Honestly, that would be just fine by me.


----------



## Black_Sheep

It is said that Horizon will have the physics of Forza 4, the driving should be very much the same. But after watching all those gameplay vids. and comparing with some F4 vids, nope. Horizon looks like, just as i feared, more arcadey, way more. 

And let's just say i hate NFS and burnout series, they totally suck in my opinion, and if Horizon goes that way, well....  

The idea of an open-world driving simulator is something i've always dreamed of. I'd hate to see it fail. 


Also, been planning to buy an Xbox soon, just because of Forza 4, and probably Horizon. I feel that Gran Turismo 5 can't satisfy me anymore, even though i really liked it and played it alot, i want something that sounds better and looks better. And i hate those damn standard cars. 

So, even though i consider the PS3 far superior console and probably still play most of my games on it, i shall get myself an 360 just because of Forza.
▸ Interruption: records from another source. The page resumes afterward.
PR #2564, opened 2020-05-20
Update removing content from search text

edwardkerry:
Clarify that not only unpublished content may be removed from search-admin

### DIFF
--- a/source/manual/incorrect-content-in-search-or-navigation.html.md
+++ b/source/manual/incorrect-content-in-search-or-navigation.html.md
@@ -63,6 +63,7 @@ reindexing via a rake task in the publishing app.
 
 Try republishing the content.
 
-#### Unpublished content is still showing up in search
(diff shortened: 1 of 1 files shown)


source/manual/incorrect-content-in-search-or-navigation.html.md
```diff
@@ -63,6 +63,7 @@ reindexing via a rake task in the publishing app.
 
 Try republishing the content.
 
-#### Unpublished content is still showing up in search
+#### Unpublished or outdated content is still showing up in search
```
barrucadu, line 66: I'm not sure about "outdated", as content can be outdated but still supposed to be in search (it should just be up-to-date).

Maybe "Unpublished, deleted, or redirected content is still showing up in search"

edwardkerry: very good point, thank you

PR #2565, opened 2020-05-20
Document how we serve error pages on GOV.UK

benthorner:
https://trello.com/c/Uzpw1bDA/243-document-how-error-pages-work-on-govuk

### DIFF
--- a/source/manual/errors.html.md
+++ b/source/manual/errors.html.md
@@ -8,9 +8,48 @@ last_reviewed_on: 2020-05-18
 review_in: 6 months
 ---
 
-## How we categorise errors
+## How we serve errors on GOV.UK
 
-Sometimes applications will encounter exceptions. This policy describes what we should do for different types of errors. It was first proposed in [RFC 87](https://github.com/alphagov/govuk-rfcs/blob/master/rfc-087-dealing-with-errors.md).
+When a request to GOV.UK fails, we need to handle the error in some way, so that GOV.UK does not look completely broken. Rather than embedding this into every app, we have multiple layers of error handling.
+
+> Note that publishing apps do not have these same layers of error handling; they are not behind a CDN. A publishing app is expected to handle all errors itself, according to the policy in the next section.
+
+1. **CDN**. There are a few scenarios here:
+
+  - When the origin servers are offline, we:
+
+      - [Skip normal request handling and begin error handling](https://varnish-cache.org/docs/trunk/users-guide/vcl-built-in-subs.html#vcl-backend-error)
+      - Try to [serve the page from a sequence of static mirrors](https://github.com/alphagov/govuk-cdn-config/blob/d77313abdb5098e2b350de7a0992375e50ff03a3/vcl_templates/www.vcl.erb#L274)
+      - Serve [a basic inline error page](https://github.com/alphagov/govuk-cdn-config/blob/d77313abdb5098e2b350de7a0992375e50ff03a3/vcl_templates/www.vcl.erb#L531) if [all the mirrors fail](https://github.com/alphagov/govuk-cdn-config/blob/d77313abdb5098e2b350de7a0992375e50ff03a3/vcl_templates/www.vcl.erb#L363) (uh oh!)
+
+  - When the origin servers are online but return a 5xx response:
+
+    - For [GET or HEAD requests](https://github.com/alphagov/govuk-cdn-config/blob/d77313abdb5098e2b350de7a0992375e50ff03a3/vcl_templates/www.vcl.erb#L339), we try the mirrors, or else serve an error (as above)
+
+    - For [other requests](https://github.com/alphagov/govuk-cdn-config/blob/d77313abdb5098e2b350de7a0992375e50ff03a3/vcl_templates/www.vcl.erb#L367), we [serve the response as-is from the origin](https://github.com/alphagov/govuk-cdn-config/blob/d77313abdb5098e2b350de7a0992375e50ff03a3/vcl_templates/www.vcl.erb#L374) (see below)
+
+  - When the origin servers return a 4xx response, we:
+      - Serve the response as-is from the origin (no special handling)
+
+2. **Origin**. When a request fails in an upstream app, we:
+
+  - [Intercept the response in Nginx](https://github.com/alphagov/govuk-puppet/blob/7dafec7cccd8308ec90c28835de70243d79b323b/modules/router/templates/router_include.conf.erb#L81)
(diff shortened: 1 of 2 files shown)


source/manual/errors.html.md
```diff
@@ -8,9 +8,33 @@ last_reviewed_on: 2020-05-18
...
+
+1. **Origin**. When a request fails in an upstream app, we:
+
+  - [Intercept the response in Nginx](https://github.com/alphagov/govuk-puppet/blob/7dafec7cccd8308ec90c28835de70243d79b323b/modules/router/templates/router_include.conf.erb#L81)
+  - Replace the response with [a pre-rendered one from Static](https://github.com/alphagov/govuk-puppet/blob/7dafec7cccd8308ec90c28835de70243d79b323b/modules/router/manifests/errorpage.pp#L14)
+
+1. **App**. When an app raises an exception, we:
+
+  - Should [catch the error and return an appropriate error code](https://github.com/alphagov/email-alert-frontend/blob/a2bd35b5b17b7da40cd43df9c2756b564597b66e/app/controllers/application_controller.rb#L10)
+  - Return a "500 Internal Server Error" response (by default)
```
ChrisBAshton, line 29: This reads as contradictory to me. E.g. if an app can't find the resource a user has requested, should it return a 404 or a 500?
(I think line 29 can be omitted, unless I'm missing a nuance).

source/manual/errors.html.md
```diff
@@ -8,9 +8,33 @@ last_reviewed_on: 2020-05-18
...
+
```
ChrisBAshton, line 30: I would also want to signpost to the "How we handle errors in our apps" section here, as otherwise it reads as though our work is done already.

We could probably rewrite the above couple of points as:

```md
1. **App**. When an app raises an exception, we:

  - Should [catch the error and return an appropriate error code](https://github.com/alphagov/email-alert-frontend/blob/a2bd35b5b17b7da40cd43df9c2756b564597b66e/app/controllers/application_controller.rb#L10)
  - We should also log the error so that we can debug it later. See ["How we handle errors in our apps"](#how-we-handle-errors-in-our-apps) below.
```

source/manual/errors.html.md
benthorner: I see what you mean. I've updated this to imply that the behaviour is inconsistent across our apps.

source/manual/errors.html.md
benthorner: Hopefully the changes in https://github.com/alphagov/govuk-developer-docs/pull/2565#discussion_r428599344 will clarify this better. I'd like to separate the mechanism from the policy; whether we log or not doesn't affect what the user sees.

Does that help?

benthorner:
Thanks for taking a look @ChrisBAshton. I've added a link to this in the deep dive manual, as well as making a few tweaks to the CDN section, which was slightly wrong.

Could you take another look?

benthorner:
@ChrisBAshton sorry about this: I've been doing some more investigation into our CDN config, which is more complicated than I originally realised. While I'm still trying to resolve one question, I've rewritten that first point after talking with @kevindew on Slack.

It's worth another look.

source/manual/errors.html.md
```diff
@@ -8,9 +8,50 @@ last_reviewed_on: 2020-05-18
...
+    - For [other requests](https://github.com/alphagov/govuk-cdn-config/blob/d77313abdb5098e2b350de7a0992375e50ff03a3/vcl_templates/www.vcl.erb#L367), we:
+      - [Serve the response as-is from the origin](https://github.com/alphagov/govuk-cdn-config/blob/d77313abdb5098e2b350de7a0992375e50ff03a3/vcl_templates/www.vcl.erb#L374) (see below)
+
+  - When the origin servers are offline, we:
+      - [Skip normal request handling and begin error handling](https://varnish-cache.org/docs/trunk/users-guide/vcl-built-in-subs.html#vcl-backend-error)
+
+      - Try to [serve the page from a sequence of static mirrors](https://github.com/alphagov/govuk-cdn-config/blob/d77313abdb5098e2b350de7a0992375e50ff03a3/vcl_templates/www.vcl.erb#L274)
+      - Serve [a basic inline error page](https://github.com/alphagov/govuk-cdn-config/blob/d77313abdb5098e2b350de7a0992375e50ff03a3/vcl_templates/www.vcl.erb#L531) if [all the mirrors fail](https://github.com/alphagov/govuk-cdn-config/blob/d77313abdb5098e2b350de7a0992375e50ff03a3/vcl_templates/www.vcl.erb#L363) (uh oh!)
```
ChrisBAshton, line 30: The two points above link to the same code as the identical points in the section above it. I think it could be simplified / easier to parse:

|Before | After |
|-------|------|
|Screenshot 2020-05-28 at 14 17 48|Screenshot 2020-05-28 at 14 17 04|

source/manual/errors.html.md
```diff
@@ -8,9 +8,50 @@ last_reviewed_on: 2020-05-18
...
+
+3. **App**. When an app raises an exception:
+
+  - If we have chosen to handle it, we:
+    - [Catch it and return a more helpful error response page](https://github.com/alphagov/email-alert-frontend/blob/a2bd35b5b17b7da40cd43df9c2756b564597b66e/app/controllers/application_controller.rb#L10)
+
+  - Otherwise, we:
+    - Let Rails return a "500 Internal Server Error" (by default)
+
+> Due to the way errors are handled by the origin servers, it's not currently possible for a frontend app to render a contextual error page for an error response. One option to get around this is to deviate from normal web semantics, and [return a 200 response](https://github.com/alphagov/email-alert-frontend/blob/a2bd35b5b17b7da40cd43df9c2756b564597b66e/app/controllers/email_alert_signups_controller.rb#L10). This should be avoided because such responses are cacheable, indexable (by search engines), and surprising for anyone trying to look for errors in logs.
```
ChrisBAshton, line 48: Is there a reason why these two paragraphs are indented with `>`? I understand it causes them to 'pop out' and draw attention to them - in which case, perhaps this should only apply to the second paragraph?

source/manual/errors.html.md
benthorner: Sure, that makes sense, updated. My original thinking was that they could change independently.

source/manual/errors.html.md
benthorner: I've made a few layout tweaks to clarify. They are both notes:

- The first is a note about app handling (last bullet point). I've replaced this with a possibly more convention "*" caveat.

- The second is a note about the whole section. I've moved this to the top, as it seems a bit pointless to find out after reading the section.

PR #2567, opened 2020-05-21
Remove embedded dashboard

nicholsj:
The dashboard is only available to VPN users - and doesn't add value by being embedded here. So let's remove it.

It also looks like there's quite nice and active online community going on as well. Can't wait.


----------



## Joose

^I wouldn't make that judgement based off E3 Demo videos. The FM4 E3 demo wasn't as good as the actual game, or even the official demo we all got to download.

I literally just got done playing some Test Drive Unlimited 2; trust me, Horizon doesn't look arcadey. I think with the kiddy counters turned off, the assists turned off (Definitely somethin to remember, the E3 demo has all assists on), etc... It will be a fun cruising game.

People thought FM4 wasn't going to have damage because of the E3 Demo; just sayin'...


----------



## Joose

Forza Motorsport - Community

I just went to GameStop and upgraded my pre-order to the Limited Edition. No code for the 392 Challenger though.

So, I called GameStop corporate and they said I'll have the code in my email within 72 hours.


----------



## Joose

Also on the subject of Horizon's physics... I watched an interview with Ralph Fulton (head of Playground Games, I believe) and he said something along the lines of, "with all the assists switched off you'll find the exact same physics underpin both games." 


Now... pictures of the beast!







392 looks meaner, much meaner. A front clip does a lot to the looks.





Glitch pic!


----------



## Black_Sheep

^ That looks great. 

Does FM4 have a photo mode (like in GT5) of some sorts? 

I'll probably order my 360 soon...


----------



## Joose

Black_Sheep said:


> ^ That looks great.
> 
> Does FM4 have a photo mode (like in GT5) of some sorts?
> 
> I'll probably order my 360 soon...



You can take photos in the main menu, you can pause any race (that isn't online, of course) and go to a photo mode there, or you can take photos in replays. So if you want pics from an online race, you just have to save the replay.

Get that 360! Maybe all of us here can have some weekly races or something.

I wish there was word of a title update coming. I know when you go from level 255 to 256, it then shows your level as 0 again. You're not actually a 0, it's not a prestige or anything, just appears to people online that way. I'm 245 right now I think. And I have Chevy at level 46, gettin' close to the Factory Driver achievement!


----------



## Joose

Got Chevy to Manufacturer Level 50 today. Woo! Factory Driver achievement, badge and title.


----------



## GazPots

How'd you manage the "glitch pic" of the interior?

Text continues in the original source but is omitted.